### [Data section]
★ ★ ★ ★ ★ ★ ★
PR #301, opened 2019-07-10
 Notify Pool when Services are dropped

jonhoo:
Prior to this change, when `Balance` dropped a failing service, `Pool` would not be notified of this fact. This meant that it never updated `.services`, and so it might not add a new backing `Service` (e.g., due to `max_services`) even though no working backing exist.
★ ★ ★ ★ ★ ★ ★
Only the data above, repeated exactly, should make up the reply.

### [Reply to the task]
PR #301, opened 2019-07-10
 Notify Pool when Services are dropped

jonhoo:
Prior to this change, when `Balance` dropped a failing service, `Pool` would not be notified of this fact. This meant that it never updated `.services`, and so it might not add a new backing `Service` (e.g., due to `max_services`) even though no working backing exist.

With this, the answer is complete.